Let $X$ be a normed space and let $M\subseteq X$ be a maximal subspace. Do we need $M$ to be closed in order to claim that there is a functional $f\in X^*$ such that $\ker f=M$?
I proceeded as follows:
If $M = X$, just take $f=0$.
If not, pick $y\in X\setminus M$ and consider $\langle M\cup\{y\}\rangle$. Then $M\subseteq \langle M\cup\{y\}\rangle\subseteq X$. Since $M$ is maximal, we conclude that $M=\langle M\cup\{y\}\rangle$ or $X=\langle M\cup\{y\}\rangle$. Since $y\notin M$, we have that the only possible option is $X=\langle M\cup\{y\}\rangle$.
Now, since $X$ is closed, $X=\overline{\langle M\cup\{y\}\rangle}$. Thus, if $x\in X$, we can express $x$ as $x=x_0+\alpha y$, where $x_0\in M$ and $\alpha\in\mathbb{R}$.
We now define $f:X\rightarrow\mathbb{R}$ as $f(x)=f(x_0+\alpha y)=\alpha$. Hence, $\ker f=M$ and it is clearly linear.

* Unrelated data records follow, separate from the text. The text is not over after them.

PR #728, opened 2022-10-19
docs: flowctl updates, logs and stats

oliviamiannone:
**Description:**

Docs updates per #707, including

- Updates to flowctl docs to reflect new commands
- Updates to collections docs (on flowctl access)
- Updates to the concept and reference pages on logs and statistics, including full docs of stats, which were omitted prior
- A few random tweaks to installation and auth docs

don't think there are any shortlinks. 

**Notes for reviewers:**

I decided to handle stats properties (sort of) like connector config properties. I'm very curious to hear feedback on this. It's the sort of thing that I don't expect people to use all the time, but needs to be somewhere. Note the table _is_ simplified, but I didn't think exhaustively detailing the whole stats schema would be necessary or even helpful here.

- - -
This change is [Reviewable](https://reviewable.io/reviews/estuary/flow/728)

### DIFF
--- a/site/docs/concepts/collections.md
+++ b/site/docs/concepts/collections.md
@@ -40,10 +40,10 @@ Use `flowctl collections read --help` to see documentation for all options.
 :::info Beta
 While in beta, this command currently has the following limitations. They will be removed in a later release:
 
-* The `--uncommitted` flag is required. This means that all collection documents are read, regardless of whether they were successfully committed or if they part of a [transaction](../concepts/advanced/shards.md#transactions) that was rolled back or uncommitted.
+* The `--uncommitted` flag is required. This means that all collection documents are read, regardless of whether they were successfully committed or not.
 In the future, reads of committed documents will be the default.
 
-* Only collections comprising a single [journal](../concepts/advanced/journals.md) can be read.
+* Only reads of a single [partition](../concepts/advanced/projections.md#logical-partitions) are supported. If you need to read from a partitioned collection, use `--include-partition` or `--exclude-partition` to narrow down to a single partition.
 
 * The `--output` flag is not usable for this command. Only JSON data can be read from collections.
 :::
--- a/site/docs/concepts/collections.md
+++ b/site/docs/concepts/collections.md
@@ -15,6 +15,39 @@ you define one or more new collections as part of that process.
 Every collection has a key and an associated [schema](#schemas)
 that its documents must validate against.
 
+## Viewing collection data
+
+In many cases, it's not necessary to view your collection data — you're able to materialize it directly to a destination in the correct shape using a [connector](../concepts/README.md#connectors).
+
+However, it can be helpful to view collection data to confirm the source data was captured as expected, or verify a schema change.
+
+#### In the web application
+
+Sign into the Flow web application and click the **Collections** tab. The collections to which you have access are listed.
+Click the **Details** drop down to show a sample of collection data as well as the collection [specification](#specification).
+
+The collection documents are displayed by key. Click the desired key to preview it in its native JSON format.
+
+#### Using the flowctl CLI
+
+In your [authenticated flowctl session](../reference/authentication.md#authenticating-flow-using-the-cli), issue the command `flowctl collections read --collection <full/collection-name> --uncommitted`. For example, `flowctl collections read --collection acmeCo/inventory/anvils --uncommitted`.
+
+Options are available to read a subset of data from collections.
+For example, `--since` allows you to specify an approximate start time from which to read data, and
+`--include-partition` allows you to read only data from a specified [logical partition](../concepts/advanced/projections.md#logical-partitions).
+Use `flowctl collections read --help` to see documentation for all options.
+
+:::info Beta
+While in beta, this command currently has the following limitations. They will be removed in a later release:
+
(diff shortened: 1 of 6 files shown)


site/docs/concepts/collections.md
```diff
@@ -15,6 +15,39 @@ you define one or more new collections as part of that process.
...
+
+Options are available to read a subset of data from collections.
+For example, `--since` allows you to specify an approximate start time from which to read data, and
+`--include-partition` allows you to read only data from a specified [logical partition](../concepts/advanced/projections.md#logical-partitions).
+Use `flowctl collections read --help` to see documentation for all options.
+
+:::info Beta
+While in beta, this command currently has the following limitations. They will be removed in a later release:
+
+* The `--uncommitted` flag is required. This means that all collection documents are read, regardless of whether they were successfully committed or if they part of a [transaction](../concepts/advanced/shards.md#transactions) that was rolled back or uncommitted.
```
psFried, line 43: > or if they part of a [transaction](../concepts/advanced/shards.md#transactions) that was rolled back or uncommitted.

This just seems like a kind of awkward ending, and can be replace with "or not."

site/docs/concepts/collections.md
```diff
@@ -15,6 +15,39 @@ you define one or more new collections as part of that process.
...
+In the future, reads of committed documents will be the default.
+
+* Only collections comprising a single [journal](../concepts/advanced/journals.md) can be read.
```
psFried, line 46: This isn't _quite_ correct. I'll suggest:

- Only reads of a single partition are supported. If you need to read from a partitioned collection, then you can use the `--include-partition` and/or `--exclude-partition` arguments in order to narrow it down to a single partition per read.

site/docs/reference/working-logs-stats.md
```diff
@@ -6,65 +6,50 @@ sidebar_position: 3
...
+Additional options for `flowctl logs` and `flowctl stats` can be accessed through command-line help.
 
-You can materialize your `logs` collection to an external system.
-This is typically the preferred method if you’d like to continuously work with or monitor logs.
-It's easiest to materialize the whole collection, but you can use a [partition selector](../../concepts/materialization/#partition-selectors) to only materialize specific tasks, as the `logs` collection is partitioned on tasks.
+### Accessing logs or stats by materialization
+
+You can materialize your `logs` or `stats` collections to an external system.
+This is typically the preferred method if you’d like to continuously work with or monitor logs or statistics.
+It's easiest to materialize the whole collection, but you can use a [partition selector](../../concepts/materialization/#partition-selectors) to only materialize specific tasks, as the `logs` and `stats` collections are partitioned on tasks.
```
psFried, line 47: > It's easiest to materialize the whole collection

This seems to contradict the advice below about excluding the logs/stats of the materialization itself, since doing so requires a partition selector. I think it'd probably be best to just say that you can materialize the logs/stats from all tasks, or just a subset of them.

site/docs/reference/working-logs-stats.md
```diff
@@ -83,3 +68,51 @@ acmeCo/anvils/logs:
...
+
+Available statistics include information about the amount of data in inputs and outputs of each transaction. They also include temporal information about the transaction. Statistics vary by task type (capture, materialization, or derivation).
+
+A thorough knowledge of Flow's [advanced concepts](../concepts/README.md#advanced-concepts) is necessary to effectively leverage these statistics.
+
+`stats` collection documents include the following properties.
+
+### Shard information
+
+Each `stats` document begin with data about the shard processing the transaction.
```
psFried, line 82: I think it would help to convey that the combination of `/shard/name`, `/shard/keyBegin`, and `/shard/rClockBegin` uniquely identifies a specific task processing shard.

site/docs/reference/working-logs-stats.md
```diff
@@ -83,3 +68,51 @@ acmeCo/anvils/logs:
...
+`stats` documents include information about a transaction: its inputs and outputs,
+the amount of data processed, and the time taken.
+You can use this information to ensure that your Flow tasks are running efficiently,
+and that the amount of data processed matches your expectations.
+
+| Property | Description | Data Type | Applicable Task Type |
+|---|---|---|---|
+| `/ts` | Timestamp corresponding to the start of the transaction, rounded to the nearest minute | string | All |
+| `/openSecondsTotal` | Total time that the transaction was open before starting to commit | number | All |
+| `/txnCount` | Total number of transactions represented by this stats document. Used for reduction; will always be `1`. | integer | All |
```
psFried, line 105: nit: `will always be 1` might be confusing for people, since by the time they see a stats document in either a derivation or materialization, it's very likely to be greater than 1 due to reductions.

site/docs/reference/working-logs-stats.md
```diff
@@ -83,3 +68,51 @@ acmeCo/anvils/logs:
...
+| `/capture` | Capture stats, organized by collection | object | Capture |
+| `/materialize` | Materialization stats, organized by collection | object | Materialization |
+| `/derive` | Derivation statistics | object | Derivation |
+| `/<task-type>/right/`| Input documents from a the task's source | object | Capture, materialization |
```
psFried, line 109: These pointers are missing components for the source/output collections. For captures, we'd expect `/capture/<output-collection-name>/right|out`, and for materializations it would be `/materialize/<source-collection-name>/left|right|out`

psFried (changes requested):
Overall this looks great. I managed to spot a few things worth updating, but should be good to merge once those are addressed.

However, I think I need $M$ to be closed to prove that $f$ is bounded and maybe to claim that the expression $x=x_0+\alpha y$ is unique. So, I want to know if I really need $M$ to be closed or there is another approach to solve the problem in which I don't need this extra hypothesis.
Thank you.
$M$ needs to be closed. Functionals $f \in X^*$ are continuous, so Ker $f$ is closed.